A Fourier series that does not converge in $L^1$

Question

I'm reading Katznelson's book "Harmonic Analysis" and there is an exercise that I can't solve :

Show that if the sequence $\left\{ N_j \right\} $ tends to infinity fast enough, then the Fourier series of the function $$ f(t)=\sum_{j>0}2^{-j }K_{N_j}$$ does not converge in $L^1(\mathbb{T})$.

$K_{N_j}$ denotes the Féjer Kernel.

In a first time I tried to compute the Fourier coefficients of $f$. If $N_l<n\leq N_{l+1}$ then $\hat{f}(n)=\sum _{j> l}2^{-j}(1-\frac{|n|}{N_j+1})=\hat{f}(-n)$. So I have tried to show that $(S_n(f))$ is not a Cauchy sequence with the $L^1$ norm but I failed to find a good enough lower bound of $\int _{\mathbb{T}}|\sum _{p}^{q}\hat{f}(n) cos(nt)| dt$

Answer 1

Let us give sufficient conditions on the growth rate of $N_l$ for the Fourier series to diverge.

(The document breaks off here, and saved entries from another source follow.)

PR #1951, opened 2020-11-13
Approval Distribution Subsystem

### LINKED ISSUE #1603: Guide: Approval Voting Distribution Subsystem
This subsystem is responsible for distributing assignments and approval votes generated by the Approval Voting Subsystem (#1601) to and from other validators.

These votes need to make their way to the provisioner, where they can be included on-chain. Gossip is suitable for this subsystem.

We might want this subsystem to be responsible for distributing disputes as well.

rphmeier:
Closes #1603


roadmap/implementers-guide/src/node/approval/approval-distribution.md
```diff
@@ -0,0 +1,63 @@
...
+
+We implement this protocol as a gossip protocol, and like other parachain-related gossip protocols our primary concerns are about ensuring fast message propagation while maintaining an upper bound on the number of messages any given node must store at any time.
+
+Approval messages should always follow assignments, so we need to be able to discern two pieces of information based on our [View](../../types/network.md#universal-types):
+  1. Is a particular assignment relevant under a given `View`?
+  2. Is a particular approval relevant to any assignment in a set?
+
+These two queries need not be perfect, but they must never yield false positives. For our own local view, they should not yield false negatives. When applied to our peers' views, it is acceptable for them to yield false negatives. The reason for that is that our peers' views may be beyond ours, and we are not capable of fully evaluating them. Once we have caught up, we can check again for false negatives to continue distributing.
```
coriolinus, line 17:
```suggestion
These two queries need not be perfect, but they must never yield false positives. For our own local view, they must not yield false negatives. When applied to our peers' views, it is acceptable for them to yield false negatives. The reason for that is that our peers' views may be beyond ours, and we are not capable of fully evaluating them. Once we have caught up, we can check again for false negatives to continue distributing.
```

"Should" has the connotation that misbehavior is allowable.

roadmap/implementers-guide/src/node/approval/approval-distribution.md
```diff
@@ -0,0 +1,63 @@
...
+
+For assignments, what we need to be checking is whether we are aware of the (block, candidate) pair that the assignment references. For approvals, we need to be aware of an assignment by the same validator which references the candidate being approved.
+
+However, awareness on its own of a (block, candidate) pair would imply that even ancient candidates all the way back to the genesis are relevant. We are actually not interested in anything before finality. did
```
coriolinus, line 21: Trailing "did".

```suggestion
However, awareness on its own of a (block, candidate) pair would imply that even ancient candidates all the way back to the genesis are relevant. We are actually not interested in anything before finality. 
```

roadmap/implementers-guide/src/types/overseer-protocol.md
```diff
@@ -40,9 +40,9 @@ struct ActiveLeavesUpdate {
 Messages received by the approval voting subsystem.
 
 ```rust
-enum VoteCheckResult {
+enum VoteCheckResult<T> {
 	// The vote was accepted and should be propagated onwards.
-	Accepted,
+	Accepted(T),
```
coriolinus, line 45: There's some documentation in `ApprovalVotingMessage` about what `T` will likely contain, but that's not where people are likely to look first when trying to figure out this enum. Copying that note here would help; expanding it would help more.

rphmeier: What kind of documentation do you expect? It's a generic

coriolinus: Yes, it's generic, with no locally observable constraints. That lack of information is hard to work with. I'd go with documentation like:

> In typical use, the payload of `Accepted` is either `()` when routed via `CheckAndImportApproval`, or `(Hash, u32)` when routed via `CheckAndImportAssignment`. In the latter case, those values are the block hash and candidate index of the assignment.

The goal is just to provide a local jumping-off point, so the reader can have some idea of what's going on there without needing to correlate it with the entire rest of the codebase.

rphmeier: I find that to be too fragile for the moment. It would be easy to update one of those types in a small iteration without updating that doc-string, leading the reader even more confused. Whereas the `VoteImportResult` itself is easily searchable.

roadmap/implementers-guide/src/types/network.md
```diff
@@ -8,7 +8,12 @@ These types are those that are actually sent over the network to subsystems.
 type RequestId = u64;
 type ProtocolVersion = u32;
 struct PeerId(...); // opaque, unique identifier of a peer.
-struct View(Vec<Hash>); // Up to `N` (5?) chain heads.
+struct View {
+	// Up to `N` (5?) chain heads.
+	heads: Vec<Hash>,
```
coriolinus, line 13: It feels like we should encode the size restriction into the typesystem somehow, just as self-protection. Possibly like

```rust
struct LimitedSizeVec<T> {
  items: SmallVec<T>,
  capacity: usize,
}
```

That's probably out of scope of this PR, though.

roadmap/implementers-guide/src/node/approval/approval-voting.md
```diff
@@ -166,6 +166,7 @@ On receiving a `ApprovalVotingMessage::CheckAndImportAssignment` message, we che
...
     * If the cert kind is `RelayVRFDelay`, then we check if the VRF is valid for the validator's key with the input `block_entry.relay_vrf_story ++ cert.core_index.encode()` as described in [the approvals protocol section](../../protocol-approval.md#assignment-criteria). The cert can be ignored if the block did not cause inclusion of a candidate on that core index. Otherwise, this is a valid assignment for the included candidate. The delay tranche for the assignment is determined by reducing `(vrf.make_bytes().to_u64() % (session_info.n_delay_tranches + session_info.zeroth_delay_tranche_width)).saturating_sub(session_info.zeroth_delay_tranche_width)`.
+    * If the delay tranche is too far in the future, return `VoteCheckResult::Ignore`.
```
coriolinus, line 169: What counts as "too far"?

roadmap/implementers-guide/src/node/approval/approval-distribution.md
```diff
@@ -40,14 +40,25 @@ struct State {
   finalized_number: BlockNumber,
 }
 
+enum MessageFingerprint {
+  Assigment(Hash, u32, ValidatorIndex),
+  Approval(Hash, u32, ValidatorIndex),
```
coriolinus, line 45: What do the integers mean here?

roadmap/implementers-guide/src/types/overseer-protocol.md
```diff
@@ -40,36 +40,38 @@ struct ActiveLeavesUpdate {
...
 
 ```rust
-enum VoteCheckResult<T> {
+enum AssignmentCheckResult {
 	// The vote was accepted and should be propagated onwards.
-	Accepted(T),
+	Accepted(u32),
 	// The vote was valid but duplicate and should not be propagated onwards.
-	AcceptedDuplicate(T),
+	AcceptedDuplicate(u32),
```
coriolinus, line 47: What does the integer signify?

roadmap/implementers-guide/src/types/overseer-protocol.md
```diff
@@ -40,36 +40,38 @@ struct ActiveLeavesUpdate {
...
+		ResponseChannel<AssignmentCheckResult>,
 	),
 	/// Check if the approval vote is valid and can be accepted by our view of the
 	/// protocol.
 	///
 	/// Should not be sent unless the block hash within the indirect vote is known.
 	CheckAndImportApproval(
 		IndirectSignedApprovalVote,
-		ResponseChannel<VoteCheckResult<()>>,
+		ResponseChannel<ApprovalCehckResult>,
```
coriolinus, line 74: Typo: "Cehck" -> "Check"

roadmap/implementers-guide/src/node/approval/approval-distribution.md
```diff
@@ -182,4 +179,15 @@ Imports an approval signature referenced by block hash and candidate index.
...
     * We've checked that this specific approval has a corresponding assignment within the `BlockEntry`.
-    * Thus, all peers are aware of the assignment or have a message to them in-flight which will make them so. 
\ No newline at end of file
+    * Thus, all peers are aware of the assignment or have a message to them in-flight which will make them so. 
+
+
+#### `unify_with_peer(peer: PeerId, view)`:
+
+For each block in the view:
+  1. Initialize `fresh_blocks = {}`
```
coriolinus, line 188: We should be explicit that `fresh_blocks` is a set, not a map.

roadmap/implementers-guide/src/runtime/approvals_inherent.md
```diff
@@ -0,0 +1 @@
+# ApprovalsInherent Module
```
coriolinus, line 1: This feels like an accidentally included file of the sort which is generated when there's an error in the TOC.

roadmap/implementers-guide/src/types/network.md
```diff
@@ -58,6 +77,14 @@ enum StatementDistributionV1Message {
 }
 ```
 
+### Approval Distribution V1
+
+```rust
+enum ApprovalDistributionV1Message {
+	// TODO [now]
```
coriolinus, line 84: Hanging TODO.

roadmap/implementers-guide/src/node/approval/approval-distribution.md
```diff
@@ -25,31 +27,75 @@ However, awareness on its own of a (block, candidate) pair would imply that even
...
 ## Functionality
 
+```rust
+type BlockScopedCandidate = (Hash, CandidateHash);
+
+/// The `State` struct is responsible for tracking the overall state of the subsystem.
+///
+/// It tracks metadata about our view of the chain, which assignments and approvals we have seen, and our peers' views.
+struct State {
+  block_view: HashMap<BlockNumber, Vec<Hash>>,
```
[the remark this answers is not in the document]
rphmeier: For `n <= finalized_number`, there is no entry in this map

roadmap/implementers-guide/src/node/approval/approval-distribution.md
```diff
@@ -25,31 +27,75 @@ However, awareness on its own of a (block, candidate) pair would imply that even
...
+}
+
+/// Information about blocks in our current view as well as whether peers know of them.
+struct BlockEntry {
+  // Peers who we know are aware of this block and thus, the candidates within it.
+  known_by: HashSet<PeerId>,
+  // The parent hash of the block.
+  parent_hash: Hash,
+  // A votes entry for each candidate.
+  candidates: IndexMap<CandidateHash, CandidateEntry>,
```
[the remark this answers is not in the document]
rphmeier: because we refer to them by index constantly

roadmap/implementers-guide/src/types/network.md
rphmeier: yes, out of scope

roadmap/implementers-guide/src/types/overseer-protocol.md
rphmeier: candidate index

roadmap/implementers-guide/src/node/approval/approval-distribution.md
rphmeier: why?

roadmap/implementers-guide/src/types/overseer-protocol.md
```diff
@@ -86,7 +86,17 @@ enum ApprovalVotingMessage {
 Messages received by the approval Distribution subsystem.
 
 ```rust
+struct BlockApprovalMeta {
+	hash: Hash,
```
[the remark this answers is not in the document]
rphmeier: yep

roadmap/implementers-guide/src/node/approval/approval-distribution.md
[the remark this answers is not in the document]
coriolinus: That's an even better constraint! It would be useful to have it written.

roadmap/implementers-guide/src/node/approval/approval-distribution.md
coriolinus: Because we're writing this for the future, and the `{}` notation is ambiguous. It's possible to figure it out from later context, but why make it harder on the reader?

roadmap/implementers-guide/src/types/overseer-protocol.md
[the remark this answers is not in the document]
coriolinus: Cool. In that case, what do you think of

```suggestion
	/// Hash of the block number under consideration.
	hash: Hash,
```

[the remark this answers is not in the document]
rphmeier: It's not the hash of the block number, but the hash of the block

coriolinus (approved):

roadmap/implementers-guide/src/node/approval/approval-distribution.md
```diff
@@ -0,0 +1,197 @@
...
+
+We implement this protocol as a gossip protocol, and like other parachain-related gossip protocols our primary concerns are about ensuring fast message propagation while maintaining an upper bound on the number of messages any given node must store at any time.
+
+Approval messages should always follow assignments, so we need to be able to discern two pieces of information based on our [View](../../types/network.md#universal-types):
+  1. Is a particular assignment relevant under a given `View`?
+  2. Is a particular approval relevant to any assignment in a set?
+
+These two queries need not be perfect, but they must never yield false positives. For our own local view, they must not yield false negatives. When applied to our peers' views, it is acceptable for them to yield false negatives. The reason for that is that our peers' views may be beyond ours, and we are not capable of fully evaluating them. Once we have caught up, we can check again for false negatives to continue distributing.
```
burdges, line 19: "it is acceptable for our conclusions to yield false negatives"

roadmap/implementers-guide/src/node/approval/approval-distribution.md
```diff
@@ -0,0 +1,197 @@
...
+
+For assignments, what we need to be checking is whether we are aware of the (block, candidate) pair that the assignment references. For approvals, we need to be aware of an assignment by the same validator which references the candidate being approved.
```
burdges, line 21: "..references, or the candidate equivocation in the case of an equivocation in relay chain block production".

Yes, I know we're not doing those yet, but I wanted to make a note.

roadmap/implementers-guide/src/node/approval/approval-distribution.md
burdges: Unclear.  We add a received timestame to assignments when verifying their VRF signature.  Approval votes might benefit form a received timestame too.

roadmap/implementers-guide/src/node/approval/approval-distribution.md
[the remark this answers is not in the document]
burdges: We'll need to refer to them by availability core index at their inclusion time too, which is not this index.

roadmap/implementers-guide/src/node/approval/approval-distribution.md
```diff
@@ -0,0 +1,197 @@
...
+    * check if `peer` appears under `known_by` and whether the fingerprint is in the `known_messages` of the peer. If the peer does not know the block, report for providing data out-of-view and proceed. If the peer does know the block and the knowledge contains the fingerprint, report for providing replicate data and return.
+    * If the message fingerprint appears under the `BlockEntry`'s `Knowledge`, give the peer a small positive reputation boost and return. Note that we must do this after checking for out-of-view to avoid being spammed. If we did this check earlier, a peer could provide data out-of-view repeatedly and be rewarded for it.
+    * Dispatch `ApprovalVotingMessage::CheckAndImportAssignment(assignment)` and wait for the response.
+    * If the result is `AssignmentCheckResult::Accepted(candidate_index)` or `AssignmentCheckResult::AcceptedDuplicate(candidate_index)` 
+      * If `candidate_index` does not match `claimed_candidate_index`, punish the peer's reputation, recompute the fingerprint, and re-do our knowledge checks. The goal here is to accept messages which peers send us that are labeled wrongly, but punish them for it as they've made us do extra work.
```
burdges, line 154: "labeled wrongly"?  Are these indexes the vacated cores number?  If so, we could always include the index inside the assignment, even when doing a modulo VRF criteria for tranche zero, so it could be read before proceeding, which makes the assignment outright invalid if the index is wrong.  Is that helpful?

roadmap/implementers-guide/src/types/overseer-protocol.md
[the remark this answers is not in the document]
burdges: "relay chain block"

roadmap/implementers-guide/src/node/approval/approval-distribution.md
burdges: Actually I'm unsure where `claimed_candidate_index` originates.  I suppose the peer sends us data it believes important, but why does it need to tell us why the data matters?  We either agree or not, yes?

roadmap/implementers-guide/src/node/approval/approval-distribution.md
```diff
@@ -0,0 +1,197 @@
...
+      * Give the peer a positive reputation boost and add the fingerprint to both our and the peer's knowledge.
+    * If the result is `VoteCheckResult::Bad`:
+      * Report the peer and return.
+  * Load the candidate entry for the given candidate index. It should exist unless there is a logic error in the approval voting subsystem.
+  * Set the approval state for the validator index to `ApprovalState::Approved`. It should already be in the `Assigned` state as our `BlockEntry` knowledge contains a fingerprint for the assignment.
+  * Dispatch a `ApprovalDistributionV1Message::Approval(approval)` to all peers in the `BlockEntry`'s `known_by` set, excluding the peer in the `source`, if `source` has kind `MessageSource::Peer`. Add the fingerprint of the assignment to the knowledge of each peer. Note that this obeys the politeness conditions:
+    * We guarantee elsewhere that all peers within `known_by` are aware of all assignments relative to the block.
+    * We've checked that this specific approval has a corresponding assignment within the `BlockEntry`.
+    * Thus, all peers are aware of the assignment or have a message to them in-flight which will make them so.
```
burdges, line 186: All this sounds fine, but it's quadratic so another reason candidates should be rejected long before "escalation by DoS". 

It breaks gossip assumptions if one compares fingerprints between peers using publicly keyed bloom filters, but if each pair of peers computes their own shared secret bloom filter key, then they could compare using bloom filters.  Yet another optimization I guess.

roadmap/implementers-guide/src/node/approval/approval-voting.md
burdges: We think two relay chain blocks works.  Assuming tranches are half seconds and relay chain blocks are 6 seconds, then 24 tranches but maybe that'll change.  Increasing this somewhat sounds fine too.

roadmap/implementers-guide/src/node/approval/approval-voting.md
```diff
@@ -221,8 +223,8 @@ On receiving an `ApprovedAncestor(Hash, BlockNumber, response_channel)`:
   * Set `n_tranches = tranches_to_approve(approval_entry)`
   * If `OurAssignment` has tranche `<= n_tranches`, the tranche is live according to our local clock (based against block slot), and we have not triggered the assignment already
     * Import to `ApprovalEntry`
-    * Broadcast on network with an `ApprovalNetworkingMessage::DistributeAssignment`.
-    * Kick off approval work with `launch_approval`
+    * Broadcast on network with an `ApprovalDistributionMessage::DistributeAssignment`.
+    * Kick off approval work with `launch_approval`. Note that if the candidate appears in multiple current blocks, we will launch approval for each block it appears in. It may make sense to shortcut around this with caching either at this level or on the level of the other subsystems invoked by that function.
```
burdges, line 227: Yes, these approval checkers being different is an unfortunate consequence of using the relay VRF modulo criteria for tranche zero.  

If the relay chain largely avoids forks then the relay VRF modulo criteria ensures all validators get the same number of tranche zero assignments, which improves tranche zero assignments in several respects:
- We avoid a choice between either overworking nodes so much or else giving them more arbitrary choices about what they check.  
- We estimate the number of checkers with a binimial distribution, which gives a variance n p q which looks less than the variance obtained from the more complex distributions resulting from other strategies.
- We could support validators of different computing capacities if we force validators to take assignments with sample numbers 1,..,k where k cannot exceed by too much their previous average number of samples completed on the same inclusion batch.  In this way, we pay more for validators with more CPU but permit others to participate.  This might not be a good thing, but nice option.

roadmap/implementers-guide/src/node/approval/approval-distribution.md
rphmeier: All of the text you wrote about approvals is in a document called `protocol-approvals` in the guide, and it mentions this. It's less confusing to mention only stuff that's implemented here, IMO.

roadmap/implementers-guide/src/node/approval/approval-distribution.md
rphmeier: Yeah, I think including that data in the VRF would make this point redundant. At the moment, the vacated core index isn't part of the VRF, and we have peers send us the vacated core index alongside the assignment which makes it easier for us to do some politeness checks. 

So the conundrum this is solving is what we should do if a peer sends us something labeled with the wrong core index but that is still a valid assignment for some other core. And my answer was to re-label it, punish the peer, and distribute.

Your general advice so far has been to keep as much data as possible out of the VRF, so it didn't cross my mind that was an option.

roadmap/implementers-guide/src/node/approval/approval-voting.md
rphmeier: All that sounds fine, but the point here is actually about the fact that we literally re-execute the candidate even if we've just validated it and we should have some LRU cache somewhere so that being "re-assigned" to the same candidate across multiple forks is ultra cheap.

burdges: I missed interpreted and read this in terms of across validators, thanks!

roadmap/implementers-guide/src/node/approval/approval-distribution.md
burdges: Our VRF signatures have an input that corresponds to the output, which yes we minimize, but the same VRF also signs an extra auxiliary message, that influences only it proof, not its output.  

We can pack anything we like into this extra auxiliary message, like whatever claims simplify the code, or even the entire gossip message containing the VRF (and doing so saves at least 45ms and 64 bytes per assignment message).

roadmap/implementers-guide/src/types/overseer-protocol.md
burdges: If this is a core index then it should maybe get a type alias or wrapper type for clarity.

burdges:
LGTM :)

roadmap/implementers-guide/src/node/approval/approval-distribution.md
rphmeier: I see. So it is possible to include the core index under the proof, even if that core index was unknown prior to the output being generated? What's the `schnorrkel` API for that?

roadmap/implementers-guide/src/node/approval/approval-voting.md
```diff
@@ -153,7 +153,7 @@ On receiving an `OverseerSignal::ActiveLeavesUpdate(update)`:
   * Ensure that the `CandidateEntry` contains a `block_assignments` entry for the block, with the correct backing group set.
   * If a validator in this session, compute and assign `our_assignment` for the `block_assignments`
     * Only if not a member of the backing group.
-    * Run `RelayVRFModulo` and `RelayVRFDelay` according to the [the approvals protocol section](../../protocol-approval.md#assignment-criteria)
+    * Run `RelayVRFModulo` and `RelayVRFDelay` according to the [the approvals protocol section](../../protocol-approval.md#assignment-criteria). Ensure that the assigned core derived from the output is covered by the auxiliary signature aggregated in the `VRFPRoof`.
```
burdges, line 165: Seems fine.  The core is always either and input or an output already.  If you want it to always be an input then we can just include it in the message and check it from the output.

roadmap/implementers-guide/src/node/approval/approval-voting.md
```diff
@@ -166,6 +166,7 @@ On receiving a `ApprovalVotingMessage::CheckAndImportAssignment` message, we che
...
     * If the cert kind is `RelayVRFDelay`, then we check if the VRF is valid for the validator's key with the input `block_entry.relay_vrf_story ++ cert.core_index.encode()` as described in [the approvals protocol section](../../protocol-approval.md#assignment-criteria). The cert can be ignored if the block did not cause inclusion of a candidate on that core index. Otherwise, this is a valid assignment for the included candidate. The delay tranche for the assignment is determined by reducing `(vrf.make_bytes().to_u64() % (session_info.n_delay_tranches + session_info.zeroth_delay_tranche_width)).saturating_sub(session_info.zeroth_delay_tranche_width)`.
+    * We also check that the core index derived by the output is covered by the `VRFProof` by means of an auxiliary signature.
```
burdges, line 178: The auxiliary message checked by the proof is just like a signature, so it gives us the ability to include stuff that is not in the VRF input.  The core is either an input or output of the given criteria already, but we can include it in the auxiliary message and check that it is correct if that simplifies some code somewhere.

roadmap/implementers-guide/src/node/approval/approval-voting.md
rphmeier: Can we feasibly include the core as an input to the VRF, given that it's derived from the output? That seems cyclical, but maybe through the power of cryptography...

roadmap/implementers-guide/src/node/approval/approval-voting.md
rphmeier: @coriolinus Yeah, I left this vague, but it'll be somehow parameterizable.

We consider $p = N_l + 1$ and $q = \frac1M N_{l+1}$. For $p < |n| \leq q$ we have that $$ \hat{f}(n) = \sum_{j > l} 2^{-j}(1 - \frac{|n|}{N_j + 1}) \geq (1 - \frac{1}{M}) \sum_{j > l} 2^{-j} = (1 - \frac{1}M) \cdot 2^{-l}$$ we also have $$ \hat{f}(n) - (1 - \frac1M) \cdot 2^{-l} \leq \frac1M \cdot 2^{-l}.$$

So

$$ \left| \sum_{p}^q \hat{f}(n) \cos(nt)\right| \geq (1 - \frac1M)2^{-l} \left|\sum_{p}^{q} \cos(nt)\right| - \frac{q-p}{M} 2^{-l} = (1 - \frac1M)2^{-l} |D_q(t) - D_p(t)| - \frac{q-p}{M} 2^{-l}.$$

Now you can use the divergence of the Dirichlet kernel (this follows from the fact that the $L^1$ norm of the Dirichlet kernel grows like $\log n$).

1. Given $N_l$, we choose $q$ such that $\| D_{q} - D_{N_{l}+1}\|_{L^1} \geq 2^{l}$.
2. Next we choose $M$ such that $M > 2 (q - N_{l} - 1)$.
3. We choose $N_{l+1} > M q$.
4. repeat with $l \mapsto l+1$.

Then we have

$$ \|S_q(f) - S_p(f)\|_{L^1} \geq \frac12 ( 1 - 2^{-l}) $$

for the $p,q$ associated to each $l$, showing that the Fourier series cannot converge in $L^1$.